(Saved data entries)
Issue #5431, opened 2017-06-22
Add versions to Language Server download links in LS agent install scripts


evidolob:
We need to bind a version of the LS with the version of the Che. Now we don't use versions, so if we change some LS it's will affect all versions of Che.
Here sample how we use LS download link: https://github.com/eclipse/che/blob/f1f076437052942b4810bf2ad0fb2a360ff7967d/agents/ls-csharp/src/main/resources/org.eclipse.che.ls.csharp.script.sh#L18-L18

# TO DO:
Retype each entry exactly, missing none.

# TASK RESULT:
Issue #5431, opened 2017-06-22
Add versions to Language Server download links in LS agent install scripts


evidolob:
We need to bind a version of the LS with the version of the Che. Now we don't use versions, so if we change some LS it's will affect all versions of Che.
Here sample how we use LS download link: https://github.com/eclipse/che/blob/f1f076437052942b4810bf2ad0fb2a360ff7967d/agents/ls-csharp/src/main/resources/org.eclipse.che.ls.csharp.script.sh#L18-L18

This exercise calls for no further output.